Explaining Shoulder Pain Explaining Shoulder Pain

Archers enjoy few things more than shooting their bows. If time allowed, many of us would shoot daily as long as possible. That sounds great, but shooting too much can cause fatigue, poor form and, in some cases, shoulder pain.

Nagging shoulder injuries put a damper on your shooting regimen, so let’s discuss what causes shoulder pain and how to deal with it.

Rotator Cuff

Rotator cuff injuries can be either an inflammation or a total tear. Learn the signs to spot the difference. Photo Credit: Mayo Clinic

The rotator cuff is a complex system of muscles and tendons in your upper arm that go to work every time you draw a bow. It helps you raise and rotate your arm. You can reduce its workload by pulling with your shoulder blades and back muscles when drawing your bow. Overexertion can exhaust your muscles and hurt your form.

Rotator cuff injuries include tendinitis, bursitis and, in severe cases, a tear. Tendinitis occurs when the tendon attached to the bone gets inflamed. It’s a minor injury commonly treated by icing the area and reducing activity for a few days.

The bursa is a small, fluid-filled sac that protects the rotator cuff. Bursitis occurs when the bursa gets irritated, and you can treat it with rest, ice and over-the-counter anti-inflammatory medicine. A torn rotator cuff, however, is serious. It can sideline you from archery for months. A tear is not always easy to diagnose. Symptoms include trouble lifting things, raising your arm, pain when moving certain ways, weakness in your shoulder, or an audible clicking or popping when using your shoulder. If you have any such symptoms, stop shooting and consult a doctor. Surgery to repair a torn rotator cuff can lead to a long rehabilitation, but most archers recover and resume shooting when completing therapy.

Forearm

If the forearm of your bow arm is sore, take a break. Photo Credit: ATA

The forearm of your bow arm – the one that grips the bow – is also susceptible to overuse injuries. Many forearm muscles and tendons work throughout the draw cycle and steady your bow at full draw. Overusing them can cause pain and inflammation. The best remedy is often rest or reducing shooting activity. A weeklong rest can be frustrating, but it helps muscles and tendons rebuild, and reduces the risk of more severe injuries.

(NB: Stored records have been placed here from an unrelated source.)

PR #1922, opened 2023-02-09
two whitespace violations

JacquesCarette:
I think these must have been introduced in 1.7.2?


jamesmckinna:
I'd noticed these as well, but worked around them... but there's a separate issue; did the `make test` script used to check for whitespace violations in `CHANGELOG` prior to `v.1.7.2`? This behaviour seemed new, and strange...

PR #1923, opened 2023-02-09
a recursive view of `Fin n`

jamesmckinna:
Another view-focused PR.

This one is one (independently isolable) part of my reworking of PR #1287 which focuses on the structure of `Fin n` and in particular the definition and properties of the `inject₁` function used heavily there, and its (partial) inverse `lower₁`.

Those (re-)definitions are given in a `README` module ~~`Examples`~~, but could serve as future definitions in a refactoring of `Data.Fin.Base` and `Data.Fin.Properties`... but that's not the main purpose of this PR. Discussion welcome!


src/Data/Fin/Relation/Unary/Top.agda
```diff
@@ -0,0 +1,257 @@
...
+open import Relation.Binary.PropositionalEquality
+
+private
+  variable
+    n : ℕ
+
+------------------------------------------------------------------------
+-- The View, considered as a unary relation on Fin (suc n)
+
+-- First, a lemma not in `Data.Fin.Properties`,
```
JacquesCarette, line 31: The lemma really ought to be moved to its proper home...

src/Data/Fin/Relation/Unary/Top.agda
```diff
@@ -0,0 +1,257 @@
...
+  view-top-toℕ : ∀ i → .{{IsTop (view i)}} → toℕ i ≡ n
+  view-top-toℕ i with top ← view i = toℕ-fromℕ n
+
+  view-inj-toℕ< : ∀ i → .{{IsInj (view i)}} → toℕ i < n
+  view-inj-toℕ< i with inj j ← view i = inject₁ℕ< j
+
+------------------------------------------------------------------------
+-- Examples
+
+private module Examples {n} where
```
JacquesCarette, line 142: I **think** that people have put such examples under the `README.` hierarchy. This is valuable stuff and shouldn't be lost, but I dislike polluting the main source file with this. [To be clear: I would rather have it remain here than it be deleted.]

JacquesCarette (changes requested):
Fascinating stuff. What really ought to happen is that, once it's in stdlib, a bit of a hunt should be done in the rest of the library to see where it should be used instead of whatever sub-optimal schemes are currently in place.

src/Data/Fin/Relation/Unary/Top.agda
jamesmckinna: [Ooops. Hit the wrong button]

I agree! But as with your subsequent comment, it's really a case of "the library used to define things a certain way, and that meant that this property appears only modulo `toℕ ` --- but that's injective, so... meh".

But I did like putting it here for didactic reasons: it's the lemma which tells the user (if not,alas, the typechecker) that the view is a *disjoint* cover of `Fin (suc n)`. So I am open to suggestions as to renaming, or moving. But moving goes with a  more general weeding out of stuff from `Data.Fin` I think.

src/Data/Fin/Relation/Unary/Top.agda
jamesmckinna: OK, I haven't really experimented with `README` files before... and this was really the 'discussion' part of the PR: using views, we can recreate all of what has gone before, and with more or less (mostly less!  I guess YMMV) work. 

Elevating it to `README` feels like trying to have it both ways: retaining the 'old' way, but showing how to use the new? But happy to be nudged either way... and I think some more discussion with others would be helpful.

jamesmckinna:
Regarding the general point about moving/refactoring code.. but probably the topic of a followup PR:

Moving code from `Examples` back into `Data.Fin.Base/Properties` might/would/should go with a  more general weeding out of stuff from `Data.Fin` I think. 

But I'd be... hesitant as to the deprecation-hell which might ensue, unless one went all the way, and deprecated eg `lower₁` *entirely*, in favour of working directly with `Top.view`... solvable perhaps by renaming the new version to `inject₁⁻¹`?

There's some delicacy about the import/dependency graph (a recurrent issue): `Top` needs `inject₁` to be definable, and in turn defines a partial inverse to it. So this module might really be a 'little theory of `inject₁` and its inverse' and as such, does it easily factorise into `Base` and `Properties` without breaking a lot (more) of things up?

src/Data/Fin/Relation/Unary/Top.agda
jamesmckinna: I'll do two things here:
* move to `Data.Fin.Properties`
* rename to `fromℕ≢inject₁` (murder your darlings)

src/Data/Fin/Relation/Unary/Top.agda
jamesmckinna: Will work on this later this weekend.

src/Data/Fin/Relation/Unary/Top.agda
```diff
@@ -0,0 +1,129 @@
...
+    ... | inj j = inj j
+
+open Instances public
+
+------------------------------------------------------------------------
+-- As a corollary, we obtain two useful properties, which are
+-- witnessed by, but can also serve as proxy replacements for,
+-- the corresponding properties in `Data.Fin.Properties`
+
+module _ {n} where
```
JacquesCarette, line 122: you have a `variable` declaration for `n` up top already, so it this `module _` needed?

src/Data/Fin/Relation/Unary/Top.agda
JacquesCarette: I'm personally of the opinion that `Instances` should not be `public`, but it's @MatthewDaggitt 's call as to what the convention is in the overall library.

In a `README` file, since the intent is pedagogical instead of being "library standard", I think there should be a lot more leeway. So there, I'd go with whatever you think illustrates the idea most clearly.

src/Data/Fin/Relation/Unary/Top.agda
jamesmckinna: Good catch! For the cost of an additional `{n = n}` argument prefix in the first definition.

src/Data/Fin/Relation/Unary/Top.agda
jamesmckinna: Good, thanks. I think I agree with making `Instances` *not* public.

As for `opposite`, I think the name duplication does make the point forcefully. 
For `inject₁⁻¹`, even more so, as we no longer have to think what the relationship is between `lower₁` and `inject₁`.

jamesmckinna:
Only other place in `stdlib` where `lower₁` is used is in `Data.Fin.Induction.>-weakInduction`. 
And unsurprisingly, it falls to the new view-based analysis; `README...` updated accordingly.

JacquesCarette (approved):
Very nice indeed.

The main thing I don't like is the "open Instances". I'd leave that out. In fact, I think library standard would have those be in a separate file. But that's for @MatthewDaggitt to rule on - the approval is on "the rest".

src/Data/Fin/Relation/Unary/Top.agda
```diff
@@ -0,0 +1,135 @@
...
+
+-- NB `Data.Fin.Properties.fromℕ≢inject₁` establishes that the following
+-- inductively defined family on `Fin (suc n)` has constructors which
+-- target *disjoint* instances of the family; and hence the interpretations
+-- of the View constructors will also be disjoint
+
+data View : (i : Fin (suc n)) → Set where
+
+  top :                View (fromℕ n)
+  inj : (j : Fin n) → View (inject₁ j)
```
gallais, line 36: Should this come with a further `View j`? We're already traversing the whole `Fin`
so may as well hand users the ability to repeatedly use the view without redoing
the work?

gallais (approved):

MatthewDaggitt (commented):
Eek sorry, I did a review of this and then never actually hit "submit". My bad.

src/Data/Fin/Relation/Unary/Top.agda
```diff
@@ -0,0 +1,135 @@
...
+------------------------------------------------------------------------
+-- The View, considered as a unary relation on Fin (suc n)
+
+-- NB `Data.Fin.Properties.fromℕ≢inject₁` establishes that the following
+-- inductively defined family on `Fin (suc n)` has constructors which
+-- target *disjoint* instances of the family; and hence the interpretations
+-- of the View constructors will also be disjoint
+
+data View : (i : Fin (suc n)) → Set where
+
```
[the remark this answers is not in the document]
jamesmckinna: OK. Many of these views were written with an avowedly 'didactic' intention, and I tend to be pretty liberal with whitespace as part of that. But elsewhere, @JacquesCarette has commented on that not being in line with the style guide.

src/Data/Fin/Relation/Unary/Top.agda
```diff
@@ -0,0 +1,135 @@
...
+  top :                View (fromℕ n)
```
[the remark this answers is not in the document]
jamesmckinna: Good spot, thanks, and yes, as with comments about  whitespace above.

src/Data/Fin/Relation/Unary/Top.agda
```diff
@@ -0,0 +1,135 @@
...
+  inj : (j : Fin n) → View (inject₁ j)
+
+-- The view covering function, witnessing soundness of the view
+
+view : ∀ {n} i → View {n} i
```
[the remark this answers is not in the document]
jamesmckinna: I'll look again at this, but I have found Agda to be pretty picky about `variable` scope (and I'm trying to avoid giving an explicit type to `i`). I think, but will re-check, that it complained when I wrote
```agda
view : ∀ i → View {n} i
```
and then wrote the definition based on *pattern matching* on `n`.

My belief is that `{n}` is correct, because in any *use* of `view`, `n` will already be known/inferrable. But I will go through it again and see.

src/Data/Fin/Relation/Unary/Top.agda
```diff
@@ -0,0 +1,135 @@
...
+view {n = zero}  zero    = top
+view {n = suc _} zero    = inj _
+view {n = suc n} (suc i) with view {n} i
```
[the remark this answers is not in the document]
jamesmckinna: Well, you do for the base case `i = zero`, where the split on `n` determines which of `top` or `inj` branch you take. But otherwise, no, you don't. As as above, you don't ever at any call site of `view` (not even , again, IIRC, in the above recursive call).

src/Data/Fin/Relation/Unary/Top.agda
```diff
@@ -0,0 +1,135 @@
...
+view-complete top     = refl
+view-complete (inj j) = refl
+
+-- 'Computational' behaviour of the covering function
+
+view-top : ∀ n → view {n} (fromℕ n) ≡ top
+view-top zero    = refl
+view-top (suc n) rewrite view-top n = refl
+
+view-inj : ∀ j → view {n} (inject₁ j) ≡ inj j
```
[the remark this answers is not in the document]
jamesmckinna: Ah, that's a convention left over from the development for which I developed this view, where it is convenient always to distinguish `i : Fin (suc n)` from the `j : Fin n` such that `i = inject₁ j`. If `j` were declared as a `variable`, I could enforce this convention better, but at the expense of the wrong choice of implicit/explicit binding. I would happily be shown a better way as to how to persuade Agda to observe the domain-specific conventions I have hand-coded.

src/Data/Fin/Relation/Unary/Top.agda
```diff
@@ -0,0 +1,135 @@
...
+--
+-- But such assertions can only ever have a unique (irrelevant) proof
+-- so we introduce instances to witness them, themselves given in
+-- terms of the functions `view-top` and `view-inj` defined above
+
+module Instances {n} where
+
+  private
+
+    lemma : n ≡ toℕ (inject₁ (fromℕ n))
```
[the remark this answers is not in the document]
Taneb: As far as I can see it's used in only one place. Perhaps it should be inlined there?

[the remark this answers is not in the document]
jamesmckinna: Hmmm. It's the composition of two lemmas, and I thought that we didn't, as a rule, support defining such 'simple' derivable compositions in the library.

src/Data/Fin/Relation/Unary/Top.agda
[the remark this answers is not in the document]
jamesmckinna: I tried removing the spaces, and found it hard for me to read the code I had written! :-(

 I think I have a harder time reading Agda than either you or Nathan!

src/Data/Fin/Relation/Unary/Top.agda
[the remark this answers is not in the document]
jamesmckinna: Well, I have now introduced the `variable` declarations to enforce the convention, but I'm not able to profit from it here.

src/Data/Fin/Relation/Unary/Top.agda
```diff
@@ -0,0 +1,135 @@
...
+
+    inj⁺ : ∀ {j} → IsInj (view (inject₁ j))
+    inj⁺ {j} rewrite view-inj j = inj j
+
+    inject₁≡⁺ : ∀ {i} {j} {eq : inject₁ i ≡ j} → IsInj (view j)
+    inject₁≡⁺ {eq = refl} = inj⁺
+
+    inject₁≢n⁺ : ∀ {i} {n≢i : n ≢ toℕ (inject₁ i)} → IsInj (view {n} i)
+    inject₁≢n⁺ {i} {n≢i} with view i
+    ... | top with () ← n≢i lemma
```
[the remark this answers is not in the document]
jamesmckinna: Done, and that lets me inline the lemma as a `where` clause, instead of the `private` block. 

[Comments I had added earlier didn't seem to have propagated properly while connection to github was so bad... I'm tethered to my phone now for data]

Separately, though, I disagree with library convention; in particular, I think the use of irrefutable `with () ← ...`, as with other uses of irrefutable `with`, is a *very* convenient idiomatic usage. Here, it was rendered horrible by not being able to scope the `where` block over the `with`... a separate Agda issue [#5883](https://github.com/agda/agda/issues/5883) that I have raised before.

src/Data/Fin/Relation/Unary/Top.agda
```diff
@@ -0,0 +1,135 @@
...
+  data IsInj : ∀ {i} → View {n} i → Set where
+
+    inj : ∀ j → IsInj (inj j)
+
+  instance
+
+    inj⁺ : ∀ {j} → IsInj (view (inject₁ j))
+    inj⁺ {j} rewrite view-inj j = inj j
+
+    inject₁≡⁺ : ∀ {i} {j} {eq : inject₁ i ≡ j} → IsInj (view j)
```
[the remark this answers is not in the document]
jamesmckinna: [Another comment that got lost in the network]

This `instance` is used only once in a lemma, in the associated `README`, where indeed the lemma requires the equality explicitly, but passes it implicitly to the instance... Agda complains that `instance`s with explicit arguments will be ignored, so I've declared them all with implicit arguments... :-(

jamesmckinna:
> Very nice indeed.
> 
@JacquesCarette looping back to your (much) earlier comment
> The main thing I don't like is the "open Instances". I'd leave that out. In fact, I think library standard would have those be in a separate file. But that's for @MatthewDaggitt to rule on - the approval is on "the rest".

Well, now that I don't `open Instances` publicly, this is OK, right? And in any case, I *do* need the `Instances` for the final two lemmas
```agda
view-top-toℕ : ∀ i → .{{IsTop (view i)}} → toℕ i ≡ n
view-top-toℕ {n = n} i with top ← view i = toℕ-fromℕ n

view-inj-toℕ< : ∀ i → .{{IsInj (view i)}} → toℕ i < n
view-inj-toℕ< i with inj j ← view i = inject₁ℕ< j
```
so I'd otherwise simply end up creating an anonymous module for these two, then `open`ing in the scope of that module, and proving the two lemmas... which is equivalent to what I have already, yes?

src/Data/Fin/Relation/Unary/Top.agda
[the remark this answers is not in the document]
jamesmckinna: So the correct thing to do perhaps is to remove this instance, and in-line the analysis in `README....`

src/Data/Fin/Relation/Unary/Top.agda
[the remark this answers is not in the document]
jamesmckinna: But the `{n}` in the type signature is indeed fixed by the `variable` declaration.

src/Data/Fin/Relation/Unary/Top.agda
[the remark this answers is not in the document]
jamesmckinna: And yes, now by dint of using `contradiction`, it is possible to inline/localise it.

src/Data/Fin/Relation/Unary/Top.agda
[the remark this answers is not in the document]
jamesmckinna: Also, my instinct is always to provide `{n}` as a nudge to the typechecker, in place of the verbosity of quantifying over `(i : Fin (suc n))`, cf. other PRs where we have differed as to explicit quantification vs. supplying enough implicits to satisfy the typechecker.

JacquesCarette:
The "local" uses of `open Instances` are fine. I'm happy with this whole PR now.

src/Data/Fin/Relation/Unary/Top.agda
jamesmckinna: Hmmm... making the proposed change mangles the index arithmetic... with one outstanding proof in `Instances` failing to through... without my thinking a bit harder.

jamesmckinna: Hmmm... this may in fact be a simplification... more to folloe

jamesmckinna: Yes, I think I agree with you, so will push commits which:
* make the view recursive
* add a 'non-recursive' smart constructor/pattern synonym which projects out the `j : Fin n` component
* simplify with types + examples

And which... now makes this a view of `Fin n` (!)

src/Data/Fin/Relation/Unary/Top.agda
```diff
@@ -0,0 +1,139 @@
...
+-- NB `Data.Fin.Properties.fromℕ≢inject₁` establishes that the following
+-- inductively defined family on `Fin n` has constructors which target
+-- *disjoint* instances of the family (at index {suc n}); and hence the
+-- interpretations of the View constructors will also be disjoint
+
+data View : ∀ {n} (j : Fin n) → Set where
+  top : View (fromℕ n)
+  inj : {j : Fin n} → View j → View (inject₁ j)
+
+pattern inj₁ {n} j = inj {n = n} {j = j} _
```
gallais, line 40: Does that cause trouble if you're importing both this module and `Data.Sum.Base`?
I think pattern desugaring is not type-directed so the overloading may be problematic.

gallais: How about `fromℕ̌` and `inject₁̌ `  for the view's constructors?

jamesmckinna: oh... hadn't considered such possibility (how do I write the backtick, much less quote it in Markdown?)...

... but (despite naming conventions elsewhere), I personally loathe `fromℕ` for the function (I've always found `top` to be more mnemonic...), and the choices of `inject₁` etc. in `Data.Fin.Base` are certainly... suboptimal in my view, so this addition was an opportunity to break with those choices. 

Your 'quoted' versions drag me back to them, but maybe you're correct to do so ... (but I find it *so* annoying that they are not the same length symbols, though... despite their particular arities)

jamesmckinna: OK... I might be persuadable, subject to the qualification that I'd make ``inject₁` the derived form, and retain ``inj₁` for the view constructor? That way, the occurrence of a pattern of the form ``inject₁ j` really does correlate with a viewed expression of value `inject₁ j`...

... will sleep on it and commit tomorrow.

jamesmckinna: That only leaves the question now of what to call the module itself: `Top` or `Fromℕ`, for consistency's sake?

JacquesCarette:
I would be quite wary of having a non-ASCII top-level module name. That's a can of worms that I think is unnecessary to open!

src/Data/Fin/Relation/Unary/Top.agda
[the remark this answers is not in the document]
jamesmckinna: Final revision to the type of the `view` function, as per your suggestion

jamesmckinna:
OK, then I think it is now 'ready'!?

src/Data/Fin/Relation/Unary/Top.agda
```diff
@@ -0,0 +1,84 @@
...
+
+view : (j : Fin n) → View j
+view zero = view-zero _
+view (suc i) with view i
+... | ‵fromℕ  = ‵fromℕ
+... | ‵inject₁ j = ‵inj₁ (view (suc j))
+
+-- Interpretation of the view constructors
+
+⟦_⟧ : View {n} j → Fin n
```
MatthewDaggitt, line 56: I'm a bit worried about how often the `{n}` argument in `View` appears. It seems to be needed in every single proof below, which suggests to me that it should be an explicit argument instead?

src/Data/Fin/Relation/Unary/Top/Instances.agda
```diff
@@ -0,0 +1,89 @@
...
+
+data IsInject₁ : View {suc n} i → Set where
+  ‵inj₁ : ∀ {j} (v : View {n} j) → IsInject₁ (‵inj₁ v)
+
+instance
+
+  inject₁⁺ : IsInject₁ (view (inject₁ j))
+  inject₁⁺ {j = j} rewrite view-inject₁ j = ‵inj₁ _
+
+  inject₁≡⁺ : {eq : inject₁ j ≡ i} → IsInject₁ (view i)
```
MatthewDaggitt, line 64: I'm a little dubious about this instance in particular. How is Agda ever going to find `{eq : inject₁ j ≡ i}` automatically via instance search? Similarly how it going to find `{n≢i : n ≢ toℕ (inject₁ i)}` in `inject₁≢n⁺` below?

Are there any places in your code that actually use these instances automatically?

Indeed, I think my suspicions are backed up by it looking like instance search fails in the proof `inject₁≡⇒inject₁⁻¹≡`?

src/Data/Fin/Relation/Unary/Top/Instances.agda
```diff
@@ -0,0 +1,89 @@
...
+--
+-- This is an example of a view of (elements of) a datatype,
+-- here i : Fin (suc n), which exhibits every such i as
+-- * either, i = fromℕ n
+-- * or, i = inject₁ j for a unique j : Fin n
+------------------------------------------------------------------------
+
+{-# OPTIONS --cubical-compatible --safe #-}
+
+module Data.Fin.Relation.Unary.Top.Instances where
```
MatthewDaggitt, line 14: Hmm, I'm not sure this is really a good match for instance search. Can you explain what the advantages of using instance search here are over simply applying the proofs manually? And why they're worth the decrease in readability and ability for the reader to comprehend proofs?

MatthewDaggitt (commented):
Sorry for taking so long to get to this. I have a few comments (/doubts) on the presence of instance search....

src/Data/Fin/Relation/Unary/Top.agda
jamesmckinna: So... I think we have been swirling around this issue for a while, and I very much appreciate you continuing to hold my feet to the fire over it ;-)

What I (and I think, you, as well ;) would like is for the `variable` declarations to do all the heavy lifting for me in terms of (telescopic, but that's not how it works in Agda... :-() typing and scoping of both `j` *and* `n`, so that when I mention `j` in the type of a definition, I get the `n` index in its type 'for free', and in particular, its *actual name/identifier* 'n'... but that's not how variable declaration generalisation works (see the [recent discussion on the Agda Zulip](https://agda.zulipchat.com/#narrow/stream/238741-general/topic/Referring.20to.20variables.20used.20by.20variables.3F) about `Set _` level inference... ).

So the 'correct' solution is probably to bite the bullet and write
```
⟦_⟧ : {j : Fin n} → View j → Fin n
```
which my pig-headedness otherwise prevents me from doing, in favour of *mentioning* the (correctly implicitly-bound: when considering `j`, the typechecker will never *not* know its index) name 'n' in order to be able to refer to it in the return type...

Alternatively (but even more opaquely!), to write
```
⟦_⟧ : View j → Fin _
```
(NB I need to check whether this works).

So what you see, and perhaps rightly complain about, is my tricksy-but-hamfisted attempt to workaround/futile protest against what I see as the 'problem' with Agda's approach to `varaiable` generalisation.

src/Data/Fin/Relation/Unary/Top/Instances.agda
jamesmckinna: I think you're quite correct. You might see this module (originally marked 'Experimental' in the module, before its subsequent lifting out as a separate part of the PR) as part of an ongoing experiment/essay in trying to explore the space of (implicit) argument vs. instance inference. And not being entirely willing to follow through and admit that this experiment may, in fact, have failed...

src/Data/Fin/Relation/Unary/Top/Instances.agda
jamesmckinna: See above: not sure that I can!

The original *rationale* (sic) for the use of instances was again, to try to workaround (based on what I observed from the error messages ;-) the limitations of the typechecker arising from working `--without-K`, viz. the inability to unify type indices involving non-constructor-but-nevertheless-injective defined symbols (an important bug/feature of the otherwise ostensible use of 'green slime' in `View` types), and before I had even first heard of `injectivity` hints in `lossy-unification` (which I still don't quite understand how to use/exploit in such situations). 

The `View` type constructors here mention 'green slime' in their indices, but nevertheless (as `view` witnesses!), define a provably-disjoint-and-total covering of the telescope of indices in the type... my deployment of `instance`s was an idiomatic/idiosyncratic attempt to negotiate turning that 'provably-disjoint-and-total covering' into something the typechecker knows and can exploit.

src/Data/Fin/Relation/Unary/Top.agda
```diff
@@ -0,0 +1,84 @@
...
+⟦ ‵fromℕ ⟧     = fromℕ _
+⟦ ‵inject₁ j ⟧ = inject₁ j
+
+-- Completeness of the view
+
+view-complete : (v : View {n} j) → ⟦ v ⟧ ≡ j
```
jamesmckinna, line 62: Here, `{n}` may even be removed? Will investigate... and if so, does/would/might that assuage your concern(s) above?

src/Data/Fin/Relation/Unary/Top.agda
```diff
@@ -0,0 +1,84 @@
...
+view-complete ‵fromℕ    = refl
+view-complete (‵inj₁ _) = refl
+
+-- 'Computational' behaviour of the covering function
+
+view-fromℕ : ∀ n → view {suc n} (fromℕ n) ≡ ‵fromℕ
```
jamesmckinna, line 68: Ditto.?

jamesmckinna: I definitely, as a developer, experience a tension/tensions between: 
* wanting the typechecker to work as hard as possible for me, in terms of implicit argument inference (and instances, but here I am perhaps on shakier ground)
* wanting to (redundantly!) document certain nevertheless-implicit index/argument positions, as a hint to the reader/client of such developments

src/Data/Fin/Relation/Unary/Top.agda
```diff
@@ -0,0 +1,84 @@
...
+view-fromℕ zero                         = refl
+view-fromℕ (suc n) rewrite view-fromℕ n = refl
+
+view-inject₁ : ∀ j → view {suc n} (inject₁ j) ≡ ‵inj₁ (view {n} j)
```
jamesmckinna, line 72: Ditto.?

src/Data/Fin/Relation/Unary/Top.agda
```diff
@@ -0,0 +1,84 @@
...
+view-inject₁ zero                           = refl
+view-inject₁ (suc j) rewrite view-inject₁ j = refl
+
+-- Uniqueness of the view
+
+view-unique : (v : View {n} j) → view j ≡ v
```
jamesmckinna, line 78: Ditto.

src/Data/Fin/Relation/Unary/Top/Instances.agda
```diff
@@ -0,0 +1,89 @@
...
+-- are extensionally equivalent to the assertions
+-- `view {n} i ≡ ‵fromℕ` and `view {n} i ≡ ‵inject₁ j`
+--
+-- But such assertions can only ever have a unique (irrelevant) proof
+-- so we introduce instances to witness them, themselves given in
+-- terms of the functions `view-fromℕ` and `view-inject₁` defined in
+-- `Data.Fin.Relation.Unary.Top`
+
+data IsFromℕ : View {suc n} i → Set where
+  ‵fromℕ : IsFromℕ (‵fromℕ {n})
```
jamesmckinna, line 49: Are the indices/implicits also eliminable here, too?

src/Data/Fin/Relation/Unary/Top/Instances.agda
```diff
@@ -0,0 +1,89 @@
...
+
+instance
+
+  fromℕ⁺ : IsFromℕ (view (fromℕ n))
+  fromℕ⁺ {n = n} rewrite view-fromℕ n = ‵fromℕ
+
+data IsInject₁ : View {suc n} i → Set where
+  ‵inj₁ : ∀ {j} (v : View {n} j) → IsInject₁ (‵inj₁ v)
```
jamesmckinna, line 57: Ditto.?

src/Data/Fin/Properties.agda
```diff
@@ -443,6 +443,9 @@ toℕ-inject {i = suc i} (suc j) = cong suc (toℕ-inject j)
 -- inject₁
 ------------------------------------------------------------------------
 
+fromℕ≢inject₁ : (j : Fin n) → fromℕ n ≢ inject₁ j
```
jamesmckinna, line 446: Can/should `j` be made implicit here?

jamesmckinna: With the definition
```agda
fromℕ≢inject₁ : {j : Fin n} → fromℕ n ≢ inject₁ j
fromℕ≢inject₁ {j = suc j} eq = fromℕ≢inject₁ {j = j} (suc-injective eq)
```
being (less) preferable to read/write, but easier/more efficient to *use*?

src/Data/Fin/Relation/Unary/Top/Instances.agda
jamesmckinna: Against that, I think that the example `inject₁⁻¹` of inverting  `inject₁` in `README.DATA.Fin.Relation.Unary.Top` *does* mostly shine... only the example 
```agda
inject₁≡⇒inject₁⁻¹≡ : (eq : inject₁ {n} j ≡ i) →
                       inject₁⁻¹ i {{inject₁≡⁺ {eq = eq}}} ≡ j
```
*really* fails in that regard?

jamesmckinna:
OK, I think I have 'improved' version of the main development which address most of the above issues you identified. The question about `Instances` may be a trickier one, but I guess I would still maintain that a function taking an irrelevant argument to witness its domain predicate, one which moreover will/should only ever be called in a proof context in which that domain predicate can easily/automatically be satisfied by that context, *ought* at leats to be considered a candidate for `instance` resolution... or am I really still not getting it?

src/Data/Fin/Relation/Unary/Top/Instances.agda
jamesmckinna: See most recent commits: I think I can now get more value out of (automatic) instance inference... but maybe that shows I still have much to learn about that! Specifically,
```agda
inject₁⁻¹-inject₁ : (j : Fin n) → inject₁⁻¹ (inject₁ j) ≡ j
inject₁⁻¹-inject₁ j rewrite view-inject₁ j = refl

inject₁≡⇒inject₁⁻¹≡ : (eq : inject₁ {n} j ≡ i) → let instance _ = inject₁≡⁺ eq in inject₁⁻¹ i ≡ j
inject₁≡⇒inject₁⁻¹≡ refl = inject₁⁻¹-inject₁ _
```

jamesmckinna: Re: your original question
I think it is now the case that the proofs of the properties of the inverse function now show off the use of instance inference as (originally) intended. I suppose your question might remain as to whether, in practice, a hypothetical user of these example programs might have trouble producing witnesses when they want to appeal to the inverse function. But actually, I don't think that would be the case, precisely because the ambient proof context should contain enough witnessing information (eg in the scope of a `with` based on a call to the `view`, or else through other explicit mention of `inject₁` in the types of things) to know that it is safe to appeal to the inverse function without further ado?

src/Data/Fin/Relation/Unary/Top.agda
jamesmckinna: Hopefully my most recent commits have now resolved this discussion?

src/Data/Fin/Relation/Unary/Top/Instances.agda
jamesmckinna: But see most recent commits?

jamesmckinna:
Thanks for the tweak! When the PR started, I think it did make sense to maintain a uniform distinction between the `variable`s depending on their index, but as time has gone on the interfaces have become more homogeneous. 
I'll make the corresponding commit to `CHANGELOG` and `Data.Fin.Properties` now.

jamesmckinna:
[Sorry I hadn't seen these comments sooner! Too preoccupied with the other things I'd been doing...]

Thanks very much for the time and detailed attention you have put in to this, and for the effort in coming up with a good compromise solution; I'd been coming to a similar conclusion... so thanks again for helping get there, and past my stubbornness!

jamesmckinna:
Drastic `import` simplifications now possible: in particular, uncoupling the dependency on `Data.Fin.Properties`, which could now, therefore, import the view in ... subsequent refactorings ;-) Commit incoming...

Rather than shooting to exhaustion, consider shooting daily for short intervals. Focus on perfect form during these brief sessions. Good habits shrink your groups and reduce injury risks. After you spend weeks building your strength and perfecting your habits, gradually lengthen your practice sessions. Don’t wait to start until a month before a tournament or the hunting season. You’ll ensure you’re ready to go on opening day if you start practicing early.

Conclusion

By modifying your activity and gradually working yourself into a new shooting regimen, you’ll also learn plenty of exercises that strengthen muscles and joints. You’ll find many great resources for archery-focused exercises, and many don’t require a gym membership or fancy workout equipment. By taking measures to prepare your body, you’ll enjoy more success and find more satisfaction in archery, and live a healthier, happier life.